*YOUR ASSIGNMENT*
When you write the records again, keep every line exactly as it was.

***** ENTRIES PROVIDED *****

PR #74, opened 2019-09-09
fix OS command injection in sandcat_gui_api

ajunlee:
for https://github.com/mitre/caldera/issues/462
to add URL validation in front end and back end.

### DIFF
--- a/app/sand_gui_api.py
+++ b/app/sand_gui_api.py
@@ -1,6 +1,8 @@
 import os
 import shutil
+import subprocess
 
+from urllib.parse import urlparse
 from aiohttp import web
 from aiohttp_jinja2 import template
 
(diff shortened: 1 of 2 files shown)


app/sand_gui_api.py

*****

*ANSWER FOR THE TASK*
PR #74, opened 2019-09-09
fix OS command injection in sandcat_gui_api

ajunlee:
for https://github.com/mitre/caldera/issues/462
to add URL validation in front end and back end.

### DIFF
--- a/app/sand_gui_api.py
+++ b/app/sand_gui_api.py
@@ -1,6 +1,8 @@
 import os
 import shutil
+import subprocess
 
+from urllib.parse import urlparse
 from aiohttp import web
 from aiohttp_jinja2 import template
 
(diff shortened: 1 of 2 files shown)


app/sand_gui_api.py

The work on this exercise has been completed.